Reproduce the opening lines of the records exactly, please, stopping after the line that contains "As can be seen".

(RECORDS FOR THE TASK Opens)

PR #471, opened 2018-08-01
Explicit Case drill down

bobwhitelock:
This PR changes the Case form so that, for each thing which must be selected via a `select` box, the user must explicitly select an option before we show the fields which depend on the value selected.

This is in contrast to the previous behaviour, where the first item in each `select` was initially selected, and forces the user to categorise their problem at each level before proceeding (or at least categorise it as 'uncategorised', via the recently added 'Other' Service and/or Issues).

As can be seen from the size of the diff this ended up being quite involved, and there were also quite a few edge cases to consider. I've also included the removal of the single component/service modes in this PR, as discussed on Slack, which is in the middle of this PR since it both depends on earlier changes and is depended on by later changes.

Have an experiment and let me know what you think about this new UX; hopefully this should provide a little bit more guidance when creating a Case, and make people consider more each decision about how to classify things. It might be nice, if we stick with this Case creation UI, to animate things as different fields appear/disappear (have them slide in or similar), to better indicate what has changed; I've not done this for the moment however since this is beyond the scope of what we want for now.

Trello: https://trello.com/c/7lqtNtRg/413-require-user-to-explicitly-drill-down-and-select-fields-when-creating-case.

This also resolves https://github.com/alces-software/alces-flight-center/issues/361 I believe (we may later want to consider further Case form UI improvements, but I think this should be sufficient for this iteration and we can create a new linked issue with any new information learned once this has been deployed and used for a while).


jamesremuscat:
I'm not going to pretend I understand all of the Elm changes :wink: so the comments I have are from an end-user perspective, are quite minor, and come in no particular order.

- When there is only one option in a dropdown, that option should be preselected. There are now a number of places where your only option is `Other` and it's extra clicks to make that actually selected.
- We're sorting alphabetically at the moment, but the `Other` entries would be better placed at the bottom of their respective dropdowns.
- It feels a bit intimidating to be dumped onto an almost-blank page with a dropdown box demanding you make a decision. I think some friendly help text might make it better. I'll try and come up with some words.
- We should force users who select `Other` to write a more descriptive subject line than the "Other" we generate for them. A case subject of "Other" is never going to be very useful!

If any of these are quick fixes and you've time, please include them in this PR, else we'll add them to the backlog to join those from Mark and Steve once they've had a chance to play.

bobwhitelock:
@jamesremuscat thanks for the review, those are all good points. I've added a new commit to address each of them in turn, as well as some related refactoring in other commits (kept separate so you can see the relevant changes separate from the tidying to make those changes simpler).

Couple of further points related to your comments:

Re:
> - It feels a bit intimidating to be dumped onto an almost-blank page with a dropdown box demanding you make a decision. I think some friendly help text might make it better. I'll try and come up with some words.

I've had a go writing the text for this, but happy for you to adapt if you can think of better wording - if you want to do this it should just require changes here: https://github.com/alces-software/alces-flight-center/blob/777105c22d82de19246f5cb44eac911611e3399d/app/javascript/View/CaseForm.elm#L166-L172

Re:
> - We're sorting alphabetically at the moment, but the `Other` entries would be better placed at the bottom of their respective dropdowns.

and

> - We should force users who select `Other` to write a more descriptive subject line than the "Other" we generate for them. A case subject of "Other" is never going to be very useful!

As discussed IRL yesterday, there's a "flexible to Issues etc. changing names" way to do this and a "hacky but almost certainly fine, and if it stopped working would also be fine" way, and as also discussed I've done the latter. For future reference the logic for this is: if a Service/Category/Issue etc. has a name which starts with 'Other', then shove it down the end of the list, apart from that everything is alphabetically sorted.

Also prompted by you comments, I thought it might be useful if we provided a bit more guidance to users as they gradually select things in the Case form to create a Case. To try and do this I've also added a commit with more descriptive field names for some fields, as well as help text to help let people know what information we need at each step. Let me know what you think to this, and if you want to tweak/add/remove any of these it should just be relatively simple changes either here: https://github.com/alces-software/alces-flight-center/blob/3a5d7bdefd5c50b56e1f3777b2e3ceab5d4b60aa/app/javascript/Field.elm#L67-L80 (for field names), or here: https://github.com/alces-software/alces-flight-center/blob/3a5d7bdefd5c50b56e1f3777b2e3ceab5d4b60aa/app/javascript/Field.elm#L92-L120 (for help text).

app/javascript/View/CaseForm.elm
```diff
@@ -103,38 +148,56 @@ dynamicFieldsSection state =
...
+            """
+            Please attempt to classify your issue as much as possible by
+            selecting from each box in turn, and then provide any further
+            details needed. This helps Alces engineers better determine what
+            problem you are facing and helps us resolve this faster.
+            """
     in
-    if singleCluster then
+    Alert.simpleInfo
+        [ class "d-flex justify-content-between align-items-center" ]
```
jamesremuscat: I don't think these classes are making it through into the markup:

```
<div role="alert" class="alert show alert-info">
  <i class="fa fa-info fa-2x mr-2"></i>
  <span style="flex-grow: 1;">
...
   </span>
</div>
```

bobwhitelock: Hmm, let me check

jamesremuscat: FTR this was a dependency version mismatch - I had a version of `elm-bootstrap` that was too old.

jamesremuscat:
Looks absolutely brilliant now - thanks :smiley_cat:

PR #483, opened 2018-08-07
Consistent date entry fields

atoghill:
Date selection is now consistent for all three areas that require it; viewing check results, depositing credits and making a maintenance request. 

There are three separate definitions for the date picker, one for each use case. While these are not wholly necessary it might be useful for easier individual customisation. However it is also possible to alter many of the date picker options via helper methods.

Another thing to note is that the boxes for selecting the time are unchanged within the maintenance request form as the date picker only supports choosing the date. There is a Trello [card](https://trello.com/c/1yyrqJ63/233-consider-upgrading-date-picker-to-a-date-and-time-picker) for potentially upgrading the date picker to one that can handle both the date and the time.

[Trello](https://trello.com/c/F864pLRC/396-make-date-entry-fields-consistent)

### DIFF
--- a/app/assets/javascripts/datepicker.js
+++ b/app/assets/javascripts/datepicker.js
@@ -1,10 +1,31 @@
 function initialiseDatepicker() {
-  $("#datepicker").datepicker({
+  // Having a datepicker defined for each use case separately isn't necessary
+  // as there are methods you can call to handle changing the disabled days for
+  // example. However for now this offers the ability for easier individual
+  // customisation if we need it.
+
+  $("#restricted-datepicker").datepicker({
     format: "yyyy-mm-dd",
     endDate: '+0d',
     daysOfWeekDisabled: [0,6],
     todayHighlight: true,
     todayBtn: "linked",
+    orientation: "bottom"
+  });
+
+  $("#credit-datepicker").datepicker({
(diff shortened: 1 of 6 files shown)


jamesremuscat:
There's some odd behaviour introduced here when attempting to request a maintenance window that starts in the past. Once you've submitted the page:

 - The datepicker initially has a value of `/` rather than the date that was selected
 - The datepicker is missing the red-bordered validation feedback of the other fields

It's also missing the green-bordered validation feedback that the other fields enjoy.

Please could you investigate?

atoghill:
I'm a bit confused about the green-bordered validation. The current version on `develop` assigns this border to every field regardless of if the date is actually valid or not. But even after submission if the date is valid then the user would never see that page again anyway so assigning the green border after the fact also seems futile. Is there something I am missing here?

jamesremuscat:
Rails magic :wink: 

I care more about the red border than the green; as you say, there's not much value in it since it only gets updated synchronously.

jamesremuscat:
Just had a peek at the docs for `bootstrap-datepicker`. Could we also add a restriction on the maintenance window picker to ensure that the date is no earlier than the current date? It's not possible to request a maintenance window that starts in the past.

PR #489, opened 2018-08-08
Feature/add time to response

### LINKED ISSUE #392: Add time-to-response to credit usage reports
Our current reporting system includes time-to-first-response as a metric against each ticket to demonstrate our operation is within the agreed response times specified in our SLA.

In order to migrate away from the existing manual spreadsheet processes for Flight customers, we need to include this metric in the credit usage reports.

Aside: time-to-resolution might also be nice to have, but it might make the display of the report too congested (however, definitely worth recording from now, or at least having an idea of how we would generate that data retroactively as I think it's something we'll want to display somewhere in the future).  Open to ideas on this.

DavidMarchant:
Trello: https://trello.com/c/99rH87FI/407-add-time-to-response-to-credit-usage-reports
Fixes #392 
Time added with icon, hope the formatting is as desired but can alter as desired
Holiday functionality is yet untested as I'm not inventive enough to think up how that would be done

### DIFF
--- a/Gemfile
+++ b/Gemfile
@@ -41,6 +41,7 @@ gem 'state_machines-activerecord',
   ref: 'fed06d9fa64af1cba49d241f4a3ae79626946fe3'
 gem 'state_machines-audit_trail'
 gem 'business_time'
+gem 'holidays'
 gem "audited", "~> 4.7"
 gem 'jwt'
 gem 'pundit'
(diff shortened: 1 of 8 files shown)


DavidMarchant:
Ok, yep, I understand on all fronts, I'll get on that tomorrow

PR #490, opened 2018-08-08
Cancel change request

atoghill:
This PR implements the ability for an admin to cancel a change request that is in the `:draft` state. When a CR is in this draft state it can be cancelled using the 'Cancel' button found on the right-hand panel of the CR page. Once cancelled it should be possible to resolve the case as long as there are no outstanding maintenance requests.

(RECORDS FOR THE TASK Closes)

» **EXERCISE ANSWER**:
PR #471, opened 2018-08-01
Explicit Case drill down

bobwhitelock:
This PR changes the Case form so that, for each thing which must be selected via a `select` box, the user must explicitly select an option before we show the fields which depend on the value selected.

This is in contrast to the previous behaviour, where the first item in each `select` was initially selected, and forces the user to categorise their problem at each level before proceeding (or at least categorise it as 'uncategorised', via the recently added 'Other' Service and/or Issues).

As can be seen from the size of the diff this ended up being quite involved, and there were also quite a few edge cases to consider. I've also included the removal of the single component/service modes in this PR, as discussed on Slack, which is in the middle of this PR since it both depends on earlier changes and is depended on by later changes.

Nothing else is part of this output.